Before that he ran reddit, an online community for sharing and discussing interesting things on the internet that does more than two billion pageviews a month. Both run their entire operations on Amazon’s EC2. Jeremy has keynoted at conferences such as PyCon and Cloud Connect, and holds a cognitive Science degree from UC Berkeley.

Presentation: "Netflix: Movies when you want, where you want, from the cloud!"

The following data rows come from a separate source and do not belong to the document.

Issue #852, opened 2026-02-10
[Request] Make labwc's environment file permament or don't override its set values


domesya:
### Budgie version

10.10.1

### Use-cases

Main use cases of having this file be permanent is to set more advanced keyboard options like `XKB_DEFAULT_OPTIONS=caps:backspace` to make the caps lock key behave as an additional backspace. Some other use cases are setting environment variables just for use with budgie. The file I'm referring to is located at `~/.config/budgie-desktop/labwc/environment` and currently gets overwritten on every login.

### Proposal

I'd propose to either make the file semi-permanent as in, make budgie-desktop-settings add to the file without fully overwriting it and only overwriting the appropriate variables, or add some form of a tool that allows adding custom variables and makes them permanent.

fossfreedom:
I have a pending PR that should address changing environment file content issues and accommodating user preferences.  It doesn't IMHO need a GUI to say "fixed or semi-fixed".

anyway - lookout for the PR when its done and please test.  Will tag this issue via the PR.

Note - needs this PR to be merged first since the changes are via the bridge. https://github.com/BuddiesOfBudgie/budgie-desktop/pull/835

jls17:
I miss that possibility too. In the PR the `XKB_DEFAULT_OPTIONS` are still hard-coded and overwritten by the bridge. For me, adjusting this setting is the only way to get Alt+Tab and Alt-Shift+Tab working at the same time. The `grp:alt_shift_toggle` interferes with the Alt+Shift+Tab keybinding. I dont switch keyboard layouts that often, so I'd like to make the layout-toggle use something else than Alt+Shift.

fossfreedom:
> In the PR the `XKB_DEFAULT_OPTIONS` are still hard-coded

I haven't pushed the PR yet.  #835 needs to be merged first before I submit the PR to resolve

PR #865, opened 2026-02-18
Rework our environment file handling

fossfreedom:
## Description
This hopefully add freedesktop locale1 support to the bridge, falls back to /etc/default/keyboard (if defined) and finally to "us".

So it should resolve calamares issues - that I can't develop or test with.

The environment file no longer gets rewritten - it merges user made changes, but writes bridged controlled items such as the locale.

Should hopefully mean we don't need to use gsd-keyboard as per #813 

Closes https://github.com/BuddiesOfBudgie/budgie-desktop/issues/852

### Submitter Checklist

### DIFF
--- a/src/bridges/labwc/labwc_bridge.py
+++ b/src/bridges/labwc/labwc_bridge.py
@@ -19,7 +19,6 @@ import psutil
 import sys
 import gettext
 from enum import StrEnum
-from gi.repository import Gio
 import dbus
 import dbus.mainloop.glib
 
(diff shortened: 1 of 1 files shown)


jls17:
I tested this version and noticed the following ...

- the previous version did write `XKB_DEFAULT_OPTIONS=grp:alt_shift_toggle` into the environment file
- the new version does read this from the existing environment file
- ... and it merges that setting with the values it retrieves from systemd-localed
- in my case the result was the invalid configuration: `XKB_DEFAULT_OPTIONS=grp:alt_shift_toggle,grp:shift_caps_toggle`

~~So the layout toggle didn't work at all.~~ After I manually removed the `grp:alt_shift_toggle` from the line, it was kept correctly. The same scenario happens, if the user is going to change a setting in the future. Or if setting get removed from systemd-localed ... its still kept in the environment file.

There should be only one option per option-category (in the example `grp:`). Maybe its not even necessary to read those values from the existing environment file, if they are configured in other places. But I couldn't really get my head around it .. not sure about it.

---
Another thing: I've set the systemd-localed to only "de" keyboard layout. In BCC I've added "en" as  secondary keyboard layout. And sometimes I reverse the order in BCC. The setting in BCC is now ignored completely.

Update: Now I did understand .. the toggle didn't work because there was only one layout.

fossfreedom:
Well we need to decide on the algorithm here and how todo the merge. We have 3 potential sources of info ... localed, /etc/default/keyboard and BCC. I am open to suggestions. I am not a multi language and layout person so I am open to suggestions.

For the toggle we need to decide on the master. So from what you said I think localed should be the master for any "toggle" except if that toggle is not a "led toggle". If not defined then use alt shift toggle as a fallback.

Maybe we should be assuming BCC is the master and if defined use it. Otherwise switch to using localed and then /etc/default/keyboard. That means you have to define both de and en in BCC

fossfreedom:
@jls17 the bridge has now been reworked - xkb-options is now fully under the bridge control - we no longer try to modify user defined changed. If the user wants to enter their own xkb-options then they should use the dconf key xkb-options under input-sources.

for both the layout and xkb-options they are both calculated from 

1. gsettings if defined 
2. locale1
3. /etc/default/keyboard
4. use a default value

Please give this a try and let me know if there are any issues how this is now functioning.  TIA

jls17:
This works really well for me.

- I can use/set a __single__ system-wide layout (using `localectl`) which gets used in case I don't start Budgie
- I can set xkb-options (using `localectl`)
- I can use BCC to add additional layouts and order them as needed

... and its all correctly reflected in labwc's environment file.

Here are my locale1-settings:

```
$ localectl
System Locale: LANG=de_DE.UTF-8
               LANGUAGE=de_DE
    VC Keymap: (unset)
   X11 Layout: de(nodeadkeys)
    X11 Model: pc105
  X11 Options: grp:shift_caps_toggle,grp_led:caps,caps:none
```

In BCC I have added the `en` keyboard as secondary layout. And that's the generated `environment` file:

```
$ cat environment
# Budgie Desktop - labwc environment configuration
# Variables fully managed by budgie: XKB_DEFAULT_LAYOUT, XKB_DEFAULT_OPTIONS, XCURSOR_*, LC_*, LANG
# Use dconf key xkb-options to add user defined values
# Other user customizations are preserved

XKB_DEFAULT_LAYOUT=de(nodeadkeys),us
XKB_DEFAULT_OPTIONS=caps:none,grp:shift_caps_toggle,grp_led:caps

XCURSOR_SIZE=24
XCURSOR_THEME=capitaine-cursors-light

LANG=de_DE.UTF-8

# User customizations
LANGUAGE=de_DE
```

Thank you very much

EbonJaeger:
And thank you, @jls17, for the additional testing!

PR #868, opened 2026-02-19
Fix: Close windows via popover

### LINKED ISSUE #867: [Bug] Panel - Closing windows via popover is buggy
### Description

If there are multiple instances of an app open, the button-popover contains a list of the opened instances. Closing a instance via the "X"-button of a line is buggy. It is correctly working if you close them in order (top to bottom); but if you close the last item first, it removes the wrong WindowItem-widget, leaving a unusable WindowItem-widget in the list view.

https://github.com/user-attachments/assets/fe63516c-41ff-45a9-a10f-d067c6e67fcc

### Budgie version

### Operating System

ArchLinux

1. open multiple instances of the same app (same IconButton)
2. right-click on the IconButton to open the popover
3. close the instances from bottom-to-top order 
4. for at least one line its not possible to close the related window

### Actual result

- Popover removes wrong item from list, thus it keeps invalid entry which can't be closed

### Expected result

- Popover should remote the corrent item from list
- it should be possible to close all the open windows via the popover in any order

### Additional information

_No response_

jls17:
## Description

The PR fixes #867 

---
1) Removing the correct ListView-item

Till now the items (list of open windows) in the popover were identified by the class_id (e.g. "nemo" or "code-oss"). But the class_id isn't unique per window. Because of that its not possible to find the correct unique window-entry in the list-view. All entries have the same identical class_id.

Now in the PR each listview-entry gets casted to `WindowItem`. After that the stored window-property is available and makes comparing the closing-window with the stored window in `WindowItem` possible. If it finds the correct item within the ListView, it gets removed/destroyed.

---
2) WindowControls

The `WindowControl`s are only shown if the user clicks on the arrow of a ListView-item. In that case a extra named-child gets added to the stack that will show controls like Maximize and Minimize. Till now the class_id was used as the stack-child's name. But the class_id is the same for all windows in the group, and thus it was not possible to use the class_id to identify the currently opened `WindowControl`'s window (e.g. within `remove_window`).

Because there was always only one WindowControls-pane open, the child-name within the stack was now changed to "controls". If a window of that ButtonGroup gets closed and this window's "controls"-pane is active, the stack is switched back to "main" and the active controls-pane gets destroyed.

---
Please let me know if I should improve something.

### Submitter Checklist

### DIFF
--- a/src/panel/applets/icon-tasklist/widgets/ButtonPopover.vala
+++ b/src/panel/applets/icon-tasklist/widgets/ButtonPopover.vala
@@ -196,39 +196,29 @@ public class IconTasklistButtonPopover : Gtk.Popover {
 				controls_layout.destroy();
 			});
 
-			var class_ids = window.get_class_ids();
-			if (class_ids == null || class_ids.length == 0) {
-				warning("Window '%s' has no class IDs", window.get_name());
-				return;
+			var control = stack.get_child_by_name("controls");
+			if (control != null) {
+				stack.set_visible_child_name("main");
+				stack.remove(control);
+				control.destroy();
 			}
 
-			string id = class_ids[0];
-			stack.add_named(controls_layout, id);
-			stack.set_visible_child_name(id);
+			stack.add_named(controls_layout, "controls");
+			stack.set_visible_child_name("controls");
 		});
 
 		windows.add(window_item);
 	}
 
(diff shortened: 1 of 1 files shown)


JoshStrobl (approved):
LGTM. Closing last item now works consistently, and no issues with the behavior of maximize / minimize for the windows.

Thank you very much! :)

PR #869, opened 2026-02-21
Ensure budgie-desktop is part of XDG_DATA_DIRS in the same way as the prior Budgie:GNOME session id

fossfreedom:
## Description
in budgie 10.9.x XDG_DATA_DIRS contained /usr/share/budgie-desktop.

With our wayland config this has been lost - so lets readd it.  This ensures things like the menu picks up /usr/share/budgie-desktop/applications before /usr/share/applications - i.e. distros can override desktop entries such as OnlyShowIn.  For example org.gnome.PowerStats.desktop is defined under Debian as GNOME;Unity and thus is never visible in Budgie.  By placing the equivalent .desktop in /usr/share/budgie-desktop/applications with a OnlyShowIn=Budgie; then it will appear.  It means therefore we don't have to start chasing various package managers to get Budgie included.

### Submitter Checklist

### DIFF
--- a/src/session/startbudgielabwc.in
+++ b/src/session/startbudgielabwc.in
@@ -33,6 +33,7 @@ if [ -z "${XDG_RUNTIME_DIR}" ]; then
         fi
     fi
 fi
+
 if [ ! -e "${XDG_RUNTIME_DIR}" ]; then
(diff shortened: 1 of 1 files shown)


JoshStrobl (approved):
LGTM, thanks!

PR #872, opened 2026-02-22
fix(session): ensure xdg-desktop-portal is started alongside our session

JoshStrobl:
## Description
This was done as part of the launch script as xdg-desktop-portal doesn't provide a correct signal to inform budgie-session that it has started, therefore it hangs session startup.

Having it in the launch script enables us to launch it with effectively no hangup before then launching the session.

Prior to this, xdg-desktop-portal would not be started as its dependencies are not fulfilled during our start-up.

### Submitter Checklist


fossfreedom (approved):
Entirely reasonable!

PR #878, opened 2026-02-24
Separate touchpad left-handed setting from mouse if requested - closes #877

### LINKED ISSUE #877: [Bug] Touchpad left-handed setting is confused
### Description

Looking at the bridge code, the left-handed setting for a touchpad is assumed to be a "yes" / "no" type of value.  That is wrong - the gsettings value is "mouse", "left", "right".  Thus the bridge code is mapping rc.xml peripherals section for the touchpad left-handed setting incorrectly.

### Budgie version

10.10.1

### Operating System

UB 26.04

In BCC touchpad fiddle with the left handed switches and examine the value in the rc.xml file.

### Actual result

rc.xml peripherals touchpad section does not reflect what the touchpad left-handed setting

### Expected result

rc.xml should respect if the touchpad is following the mouse settings or individually set.

### Additional information

_No response_

fossfreedom:
## Description
  This is a logic change since we incorrectly assume touchpad and mouse left/right settings are the same.
Labwc allows separation - so this PR provides this.

Note - there isn't actually a setting in BCC for this - so its a behind the scene ability by directly poking at gsettings

### Submitter Checklist

### DIFF
--- a/src/bridges/labwc/labwc_bridge.py
+++ b/src/bridges/labwc/labwc_bridge.py
@@ -808,7 +808,6 @@ class Bridge:
             category = "non-touch"
 
         yesno = { "natural-scroll" : "naturalScroll",
-                  "left-handed" : "leftHanded",
                   "accel-profile" : "accelProfile",
                   "tap-to-click" : "tap",
                   "tap-and-drag" : "tapAndDrag",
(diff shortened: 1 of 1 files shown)


Zoddo:
FYI, applied commit 46ca7d285eef15e0ef69693d91652ce537c4e8c2 (for the function `ensure_peripheral_element`) + this PR on top of 10.10.1, and I confirm it fixes the inverted buttons for me :)

PR #894, opened 2026-03-14
Bdv vs crystal

fossfreedom:
## Description
Reported on our discourse forum - toggling the desktop icons option in BDS freezes crystal-dock.

Ordinarily for workaround type issues I would normally suggest to log out and login again. 

But freezes are ugly. This PR briefly stops crystal-dock and restarts it.  This has been confirmed as working.

The change is part of the crystal-doc-helper.vala and as such has no impact on non crystal-dock users.

### Submitter Checklist


EbonJaeger (approved):
LGTM, thanks!

Issue #17801, opened 2019-03-15
ionic4/angular: overlay `getTop` can return `undefined`


Pierrci:
# Bug Report

**Ionic version:**

[x] **4.x**

**Current behavior:**
In the angular package, the return type of the `getTop` method in `OverlayBaseController` is `Promise<Overlay>`

**Expected behavior:**
The return type should be `Promise<Overlay | undefined>`

**Steps to reproduce:**
Use any component extending `OverlayBaseController` and call the `getTop` method without any alert currently present. With the `AlertController` for example, returned object will be of type `Promise<HTMLIonAlertElement>`, while it should be `Promise<HTMLIonAlertElement | undefined>`.

**Related code:**

```typescript
import { Component, OnInit } from '@angular/core';
import { AlertController } from '@ionic/angular';

@Component({
  selector: 'app-home',
  templateUrl: 'home.page.html',
  styleUrls: ['home.page.scss'],
})
export class HomePage implements OnInit {
  constructor(private alertController: AlertController) {}

  async ngOnInit() {
    const undefinedAlert = await this.alertController.getTop(); // typed as HTMLIonAlertElement
    alert(`type of alert is ${typeof undefinedAlert}`); // typeof undefinedAlert === 'undefined'
	undefinedAlert.dismiss(); // still possible because of the typing, will throw an error
  }
}
```

**Other information:**

**Ionic info:**

```
Ionic:

   ionic (Ionic CLI)             : 4.10.3 (/usr/local/lib/node_modules/ionic)
   Ionic Framework               : @ionic/angular 4.1.1
   @angular-devkit/build-angular : 0.13.6
   @angular-devkit/schematics    : 7.2.4
   @angular/cli                  : 7.3.6
   @ionic/angular-toolkit        : 1.4.0

System:

   NodeJS : v11.6.0 (/usr/local/bin/node)
   npm    : 6.5.0
   OS     : macOS Mojave
```

Pierrci:
Just submitted the related PR

brandyscarney:
It seems the PR was merged so I'm going to close this, thanks for the issue!

PR #17802, opened 2019-03-15
fix(angular): overlay.getTop can return undefined

Pierrci:
Add `undefined` to the return type of `getTop` method in `OverlayBaseController`

**Ionic Version**: 4.x

**Fixes**: #17801


mhartington:
Thanks for the PR!

PR #17826, opened 2019-03-19
tests(): increase timeout for fab and menu tests

liamdebeasi:
This PR adds more timeouts for the FAB and Menu tests to reduce the likelihood of slowdowns on CI causing screenshot diffs to be generated

- Wait for click event/render to propagate for FABs
- Wait for menu element to be ready before interacting with it

**Ionic Version**:

**Fixes**: #


brandyscarney:
The FAB tests look great. Are the menu tests supposed to be open though?

liamdebeasi:
Yes they are. I think my timeout change was too small -- let me revert

Issue #17851, opened 2019-03-21
Floating ion-label overlay ion-select value


eulerchavez:
# Bug Report

**Ionic version:**

[x] **4.x**

**Current behavior:**
Floating ion-label overlay ion-select value

**Expected behavior:**
Floating ion-label should not overlay ion-select value

![image](https://user-images.githubusercontent.com/18647380/54786094-86a7ff80-4bed-11e9-83ba-37bf9fd90f08.png)

**Related code:**

![image](https://user-images.githubusercontent.com/18647380/54786251-06ce6500-4bee-11e9-936f-7bd316fa5eaf.png)

![image](https://user-images.githubusercontent.com/18647380/54786270-1057cd00-4bee-11e9-9835-f40c1806e3b7.png)

**Ionic info:**

![image](https://user-images.githubusercontent.com/18647380/54786195-dd153e00-4bed-11e9-8d50-efa210f58210.png)

liamdebeasi:
Hi there,

Thanks for the issue. What browser/version are you seeing this issue on? Additionally, which version of Ionic are you using?

Thanks!

eulerchavez:
> Hi there,
> 
> Thanks for the issue. What browser/version are you seeing this issue on? Additionally, which version of Ionic are you using?
> 
> Thanks!

Hi,

I'm using Google Chrome, Version 73.0.3683.86 (64 bits) and Ionic 4.1.2

Greetings

liamdebeasi:
Hi there,

Thanks for the follow up! would you be able to provide a repository with the code required to reproduce this issue?

Thanks!

mburger81:
Hello we have the same issue! What you habe to say the problem is only on init with pres selecting select. For example on a editing form mask. In our opinion this is a timing problem with async select loading.

mburger81:
Hello we have the same issue! What you habe to say the problem is only on init with pres selecting select. For example on a editing form mask. In our opinion this is a timing problem with async select loading.

If you are in this situation you can select manually a value and after that the floating label is moving on top

mburger81:
This bug can be related to #15716 and could be fixed with #17860

liamdebeasi:
Hi there,

This issue has been resolved and will be available in the next release of Ionic. I have pushed a nightly build in case you would like to try it out and provide feedback. (`npm i @ionic/core@dev @ionic/angular@dev`)

Thanks for your patience as we worked to resolve this issue!

mburger81:
[...]

Issue #15716, opened 2018-09-22
Ion-Select not selected after API Call


abhilashbr92:
# Bug Report

**Describe the Bug**
I have a select box which display usernames. The list of usernames is got from a API call.

I have a Form Control which is assigned to the select box.

I have value in the form control but the item is displayed in the select box.

I have made a demo in stackblitz below.

https://stackblitz.com/edit/github-igwscn-8kylvc?file=src%2Fapp%2Fapp.component.ts

**Steps to Reproduce**
1. In app.component.ts there is a variable called delay which has value 3000.Now you see the select box has not selected any value
2. Change delay value to 0 and save.Now you see the select box has value selected.

**Expected Behavior**
With delay value 3000, after the username list is returned the name should be displayed in the box.
The issue doesn't exist if I use v3 ion-select or HTML5 select. It is occuring after updating app to v4.

vlapo:
Have a same issue. It looks like `this.text` property is not updated properly after selected option is loaded. 
https://github.com/ionic-team/ionic/blob/master/core/src/components/select/select.tsx#L189

abhilashbr92:
Hello Ionic team, any update on this. When can we expect the issue to be fixed?

abhilashbr92:
@vlapo Have you found any alternative about this issue?

vlapo:
Not at all. I think it is simple problem with render selected text after load options. But it has to be fixed in stencil component and I do not have experience with it.

andleer:
Providing another example. This is not API bound per se but simply time based.

My example has 3 separate `<ion-select>` elements each with a different delay for loading the respective bound arrays. The selection `<ion-select [(ngModel)]="selectedWidgetId">` is loaded before any delay is introduced. It doesn't seem to matter if this is set before or after the binding array is set. Each of the 3 controls is bound after a delay. The 10ms delay seems to never cause the issue. The 65 is intermittent and the 200 always causes the issue.

As the OP stated, this bug results in the selected element not being shown on the UI but it does immediately appear when you click on the item to change the selection and the popup does show the correct default selection.

I do wonder if this is simply a time issue or if there is some other event (hook?) occurring before the binding array is completed that causes the issue.

This repo contains a simple, single page that demonstrates the issue.
https://github.com/andleer/ionic4-select-bug/

[...]

PR #17860, opened 2019-03-22
fix(select): fix options being added async while overlay is open

liamdebeasi:
Fixes an issue where select options were not being updated when loaded asynchronously when the overlay was already open

- Repopulate options/inputs for the appropriate overlay when needed

**Ionic Version**:

**Fixes**: #15716 #17851


brandyscarney:
@liamdebeasi I added some more examples to the async test of the difference interfaces and upped the time. Code looks good to me, great fix!

PR #17861, opened 2019-03-22
docs(item): update item detail property usage

liamdebeasi:
Updates the documentation for item to better explain how to use the `detail` prop

- Update detail arrows documentation


brandyscarney:
I think instead of documenting how the detail property works - we should document what a "clickable" item is, how you can achieve it, and maybe refer to detail arrow as a part of that. Meaning:

1) how does an item become clickable? `href` property or `button` property where adding the `href` property will render a child `<a>` and `button` will render a child `<button>`.
2) how do these properties (or the act of being clickable) affect the item component? 
  - adds ripple effect for `md` mode, activated highlight for `ios` mode
  - adds the detail arrow by default to clickable `ios` items, or by setting the `detail` property

core/src/components/item/readme.md
```diff
@@ -2,10 +2,13 @@
 
 Items are elements that can contain text, icons, avatars, images, inputs, and any other native or custom elements. Generally they are placed in a list with other items. Items can be swiped, deleted, reordered, edited, and more.
 
+## Clickable Items
+
+An item is considered "clickable" if it has an `href` or `button` property set. Clickable items have a few visual differences that indicate they can be interacted with. For example, a clickable item receives the ripple effect on Material Design mode, has a highlight when activated, and has a [detail arrow](/#detail-arrows.
```
brandyscarney:
```suggestion
An item is considered "clickable" if it has an `href` or `button` property set. Clickable items have a few visual differences that indicate they can be interacted with. For example, a clickable item receives the ripple effect upon activation in `md` mode, has a highlight when activated in `ios` mode, and has a [detail arrow](/#detail-arrows) by default in `ios` mode.
```

Issue #17848, opened 2019-03-21
Support safe-area-inset for normal content


rossholdway:
# Bug Report

**Ionic version:**

[x] **4.1.2**

**Current behavior:**
When viewing content on a device that uses the CSS env safe-area-inset-* such as the iPhone X, there is no support to contain general content within an element that applies `safe-area-inset-left` or `safe-area-inset-right` other than in specific items such as ion-item. Therefore content displayed in a landscape orentation on devices that use safe-area-inset is obscured.

**Expected behavior:**
I'd expect content to not be obscured behind device screen features such as the iPhone notch.

**Steps to reproduce:**
You can see this issue in the ionic-conference-app. Simply run the app in an emulator and rotate it's orentation to landscape. Some content is obscured.

![Screenshot 2019-03-21 at 15 14 15](https://user-images.githubusercontent.com/2728159/54762521-33817d00-4bec-11e9-962f-476a0d093d19.png)

**Other information:**
A possible fix could be to extend the grid to apply `safe-area-inset-left` and `safe-area-inset-right` by default.

I'd be happy to work though this and submit a pull request but would like to know community / your thoughts first! Thanks.

rossholdway:
It'd be nice if something like this worked `--ion-grid-padding: 5px calc(5px + env(safe-area-inset-right)) 5px calc(5px + env(safe-area-inset-left));` or even expose as individual vars, setting the default to use safe-area-inset for left and right.

daem0ndev:
Looked into this one, adding the safe area padding to the grid fixes the `Food` label, but the Breakfast and time/location are sibling h1 and p elements that dont get the padding since they are not in the ion-grid.

really the developer should be intentional about when and how they are compensating for safe area padding. e.g. simply adding the padding to content makes it hard for list items to properly fill the horizontal space as the padding should be inset to the child and not the parent.

that being said, adding a rule like this should be pretty safe and would correct the example markup in the ionic conference app: 

```
ion-content > [padding] {
  padding-left: calc(env(safe-area-inset-left) + 16px);
  padding-right: calc(env(safe-area-inset-right) + 16px);
}
```

PR #17873, opened 2019-03-25
fix(grid): account for horizontal safe area insets

rossholdway:
Prevents content in the grid from being obscured by device features such as the iPhone X screen notch by applying horizontal safe-area-inset padding to the `ion-grid` component.

This uses the ionic global `--ion-safe-area-right` and `--ion-safe-area-left` to apply the padding, allowing the user to override the safe area, if required.

Apply `safe-area-inset-*` to the right and left padding of the grid.

**Ionic Version**: 4.1.2

**Fixes**: #17848

### DIFF
--- a/core/src/components/grid/grid.mixins.scss
+++ b/core/src/components/grid/grid.mixins.scss
@@ -27,7 +27,7 @@
     @include media-breakpoint-up($breakpoint) {
       $padding: map-get($paddings, $breakpoint);
 
-      @include padding($padding);
+      @include padding($padding...);
     }
   }
 }
--- a/core/src/components/grid/grid.vars.scss
+++ b/core/src/components/grid/grid.vars.scss
@@ -5,22 +5,30 @@
 // --------------------------------------------------
 
 /// @prop - The padding for the grid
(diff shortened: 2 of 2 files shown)


brandyscarney:
Thank you for the PR! The only issue I can see with this is if a user has a grid inside of something (such as an `ion-item`, `ion-toolbar` or any other component that automatically does this). It would add too much padding in that case. I wonder if we should just add some CSS utilities that will check for safe-areas?

sean-perkins:
Hello 👋 thanks for submitting this proposed PR! After discussing with the team, we have decided to close this PR without merging. 

The proposed changes could have unexpected side-effects with other components that react to safe area padding. Certain components like `ion-toolbar` have consistent expected implementation patterns, but with `ion-grid`, the component could be used in a design that does not want/need the additional safe area padding.

I think we need to do additional information gathering on developer pain points here and evaluate if this is:
- An implementation detail that developers are responsible for;
- A new API or property that allows developers to easily apply safe area padding;
- CSS utilities/etc.

Appreciate the work here, let me know if you have any questions!

Issue #15181, opened 2018-08-15
ion-back-button does not work correctly together with angular router navigate option "replaceUrl" (V4)


kkbear1985:
# Bug Report

**Ionic Info**
Run `ionic info` from a terminal/cmd prompt and paste the output below.

```
Ionic:

   ionic (Ionic CLI)          : 4.0.1 
   Ionic Framework            : @ionic/angular 4.0.0-beta.2
   @angular-devkit/core       : 0.7.3
   @angular-devkit/schematics : 0.7.3
   @angular/cli               : 6.1.3
   @ionic/ng-toolkit          : 1.0.6
   @ionic/schematics-angular  : 1.0.4

Cordova:

   cordova (Cordova CLI) : 7.0.1
   Cordova Platforms     : none

System:

   Android SDK Tools : 26.0.2
   NodeJS            : v8.11.3 (C:\Program Files\nodejs\node.exe)
   npm               : 6.2.0
   OS                : Windows 7

Environment:

   ANDROID_HOME : D:\Android\sdk

```

**Describe the Bug**
ion-back-button does not work correctly together with angular router replaceUrl option

**Steps to Reproduce**
if i navigate from "/home" to "/login" and then navigate to "/pageC" by setting:
this.router.navigate(["/pageC"], {replaceUrl:true});

the browser back button correctly take me back to "/home" instead of "/login "
but ion-back-button still take me back to "/login"

**Related Code**
If you are able to illustrate the bug with an example, please provide a sample application via an online code collaborator such as [StackBlitz](https://stackblitz.com), or [GitHub](https://github.com).

**Expected Behavior**
ion-back-button should take me back to "/home" instead of "/login " while the angular router option replaceUrl is set to "true"

**Additional Context**
List any other information that is relevant to your issue. Stack traces, related issues, suggestions on how to fix, Stack Overflow links, forum links, screenshots, OS if applicable, etc.

daem0ndev:
I am also experiencing this same issue. In doing further investigation, I believe the issue is that when doing a router.navigate with replaceUrl: true, it is not updating the url / fullPath within the StackController of the ion router outlet. 

In my scenario my page has child routing, and on enter it sets a default child route programatically. So for example navigating to `/home` will automatically do a relative navigation to `/home/child` using replaceUrl: true. Now from here if I navigate to `/another-page` the back button takes me to `/home` instead of `/home/child` which is very similar to the op's issue.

Time: Monday 16:50 - 17:50

Location: Salon D

Abstract:
"Why Netflix, why cloud, why AWS?"  Netflix has over 26 million users and represents over 30% of all internet traffic at some times of the day.  Using Amazon Web Services as a command and control layer for hundreds of different device types and millions of devices, learn how Netflix takes advantage of the EC2 ecosystem to provide what amounts to a Java (and soon Python) PaaS.  We'll walk through how Netflix stores its data in Cassandra and how it was moved from Oracle; Big Data at Netflix; how we use auto-scaling and multi-AZ/multi-region deployments to maintain reliability; and how we use the "monkeys" to maintain reliability and keep costs down.  Lastly, you'll learn how a public cloud architecture differs from a datacenter architecture and what advantages and disadvantages that provides.

Presentation: "From Private to Public Clouds - Ins and Outs, Dos and Don'ts, and Gotchas"

Time: Tuesday 15:30 - 16:30

Location: Salon I

Abstract:
Netflix runs 100%* of it's operations in Amazon's public cloud, EC2, and so does reddit.  Come hear Jeremy Edberg, Netflix's Reliability Architect and formerly reddit's operations manager, tell the story of their transitions from running their own datacenter to EC2, the reasons for the chance, and the issues they've had to overcome to make it work.